#### [What to work on]
Where the records below reach the line containing "Issue #3440, opened 2023-04-13", start transcribing, and end with the line containing "WooCommerce: 7.5.1", exactly and with nothing else added.

==== Task inputs ====

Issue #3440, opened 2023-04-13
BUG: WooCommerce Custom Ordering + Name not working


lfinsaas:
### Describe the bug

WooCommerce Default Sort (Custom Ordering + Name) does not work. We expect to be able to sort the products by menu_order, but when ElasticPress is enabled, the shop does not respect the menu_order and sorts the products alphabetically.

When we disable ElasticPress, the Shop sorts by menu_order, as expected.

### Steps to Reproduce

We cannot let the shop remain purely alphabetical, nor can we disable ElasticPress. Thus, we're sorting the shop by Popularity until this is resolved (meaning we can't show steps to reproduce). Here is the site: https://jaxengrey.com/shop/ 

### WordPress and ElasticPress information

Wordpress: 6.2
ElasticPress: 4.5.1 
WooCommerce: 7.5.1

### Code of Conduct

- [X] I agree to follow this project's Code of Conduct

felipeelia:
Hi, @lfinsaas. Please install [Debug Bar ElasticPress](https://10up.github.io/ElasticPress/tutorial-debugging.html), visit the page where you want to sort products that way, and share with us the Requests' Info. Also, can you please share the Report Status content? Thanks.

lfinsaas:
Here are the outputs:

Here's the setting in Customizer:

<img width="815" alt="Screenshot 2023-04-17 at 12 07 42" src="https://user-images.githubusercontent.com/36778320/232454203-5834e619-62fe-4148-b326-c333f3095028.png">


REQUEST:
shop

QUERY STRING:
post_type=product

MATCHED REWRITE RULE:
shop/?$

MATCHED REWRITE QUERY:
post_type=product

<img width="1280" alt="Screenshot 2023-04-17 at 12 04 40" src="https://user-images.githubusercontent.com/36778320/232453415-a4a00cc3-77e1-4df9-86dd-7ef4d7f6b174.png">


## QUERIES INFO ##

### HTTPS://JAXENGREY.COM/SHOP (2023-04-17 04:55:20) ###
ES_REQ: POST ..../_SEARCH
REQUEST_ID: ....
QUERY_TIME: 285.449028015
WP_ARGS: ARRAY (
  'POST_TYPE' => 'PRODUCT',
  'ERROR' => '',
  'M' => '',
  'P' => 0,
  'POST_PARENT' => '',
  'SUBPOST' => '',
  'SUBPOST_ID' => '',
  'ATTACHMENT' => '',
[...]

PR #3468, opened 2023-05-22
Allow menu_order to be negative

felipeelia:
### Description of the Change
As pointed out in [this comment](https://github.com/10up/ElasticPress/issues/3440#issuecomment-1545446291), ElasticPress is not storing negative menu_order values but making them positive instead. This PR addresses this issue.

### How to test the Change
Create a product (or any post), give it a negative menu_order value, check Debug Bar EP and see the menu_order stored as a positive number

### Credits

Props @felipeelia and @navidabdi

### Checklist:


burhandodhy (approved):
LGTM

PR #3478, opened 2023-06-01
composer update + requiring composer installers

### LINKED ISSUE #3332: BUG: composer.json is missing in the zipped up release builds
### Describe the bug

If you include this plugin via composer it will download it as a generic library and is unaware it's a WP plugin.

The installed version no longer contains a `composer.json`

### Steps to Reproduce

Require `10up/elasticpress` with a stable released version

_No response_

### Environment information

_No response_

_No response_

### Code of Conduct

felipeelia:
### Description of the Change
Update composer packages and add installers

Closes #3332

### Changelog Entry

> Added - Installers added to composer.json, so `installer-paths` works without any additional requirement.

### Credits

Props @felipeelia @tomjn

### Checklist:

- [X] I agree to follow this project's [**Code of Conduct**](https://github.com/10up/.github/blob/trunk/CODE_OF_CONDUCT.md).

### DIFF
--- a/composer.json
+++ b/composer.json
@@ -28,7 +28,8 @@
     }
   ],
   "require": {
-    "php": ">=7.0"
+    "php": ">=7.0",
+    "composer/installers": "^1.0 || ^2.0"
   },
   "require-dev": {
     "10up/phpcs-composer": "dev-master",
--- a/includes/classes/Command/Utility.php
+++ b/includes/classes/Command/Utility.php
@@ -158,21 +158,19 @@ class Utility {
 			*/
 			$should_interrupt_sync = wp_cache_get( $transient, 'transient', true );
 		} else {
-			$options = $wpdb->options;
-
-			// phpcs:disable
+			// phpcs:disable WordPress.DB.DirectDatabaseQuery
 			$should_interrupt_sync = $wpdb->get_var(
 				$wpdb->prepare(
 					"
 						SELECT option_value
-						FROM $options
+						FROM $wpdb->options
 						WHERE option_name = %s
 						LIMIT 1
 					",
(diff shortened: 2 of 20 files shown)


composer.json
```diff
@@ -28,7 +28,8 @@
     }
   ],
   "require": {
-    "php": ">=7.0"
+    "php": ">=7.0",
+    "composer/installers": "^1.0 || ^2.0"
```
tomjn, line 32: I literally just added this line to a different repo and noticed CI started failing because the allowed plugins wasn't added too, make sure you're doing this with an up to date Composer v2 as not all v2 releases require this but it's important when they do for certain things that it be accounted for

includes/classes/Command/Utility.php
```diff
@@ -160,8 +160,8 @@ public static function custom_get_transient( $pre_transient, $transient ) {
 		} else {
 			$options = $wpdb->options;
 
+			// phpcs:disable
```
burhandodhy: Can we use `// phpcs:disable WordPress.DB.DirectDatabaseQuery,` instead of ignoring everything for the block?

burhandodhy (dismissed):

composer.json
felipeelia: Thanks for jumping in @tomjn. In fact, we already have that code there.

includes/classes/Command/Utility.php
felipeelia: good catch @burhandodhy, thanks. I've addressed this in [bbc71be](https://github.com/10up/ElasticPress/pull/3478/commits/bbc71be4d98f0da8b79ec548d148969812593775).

====
==== Task inputs ====

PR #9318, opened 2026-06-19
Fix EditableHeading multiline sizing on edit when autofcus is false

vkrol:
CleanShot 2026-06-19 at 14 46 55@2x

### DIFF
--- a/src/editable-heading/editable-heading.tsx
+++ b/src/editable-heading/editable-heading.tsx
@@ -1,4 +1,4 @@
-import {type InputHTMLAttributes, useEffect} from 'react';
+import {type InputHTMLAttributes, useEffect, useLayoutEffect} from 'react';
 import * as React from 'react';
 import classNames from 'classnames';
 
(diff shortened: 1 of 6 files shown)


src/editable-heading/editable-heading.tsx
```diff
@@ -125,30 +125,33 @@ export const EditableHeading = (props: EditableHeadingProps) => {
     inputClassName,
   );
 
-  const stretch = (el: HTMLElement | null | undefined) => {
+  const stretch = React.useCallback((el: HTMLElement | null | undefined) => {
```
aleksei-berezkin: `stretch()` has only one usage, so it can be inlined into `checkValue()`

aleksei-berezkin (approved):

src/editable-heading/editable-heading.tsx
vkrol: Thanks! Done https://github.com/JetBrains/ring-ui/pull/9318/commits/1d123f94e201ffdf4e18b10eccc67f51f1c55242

====

#### [Exercise response]
Issue #3440, opened 2023-04-13
BUG: WooCommerce Custom Ordering + Name not working


lfinsaas:
### Describe the bug

WooCommerce Default Sort (Custom Ordering + Name) does not work. We expect to be able to sort the products by menu_order, but when ElasticPress is enabled, the shop does not respect the menu_order and sorts the products alphabetically.

When we disable ElasticPress, the Shop sorts by menu_order, as expected.

### Steps to Reproduce

We cannot let the shop remain purely alphabetical, nor can we disable ElasticPress. Thus, we're sorting the shop by Popularity until this is resolved (meaning we can't show steps to reproduce). Here is the site: https://jaxengrey.com/shop/ 

### WordPress and ElasticPress information

Wordpress: 6.2
ElasticPress: 4.5.1 
WooCommerce: 7.5.1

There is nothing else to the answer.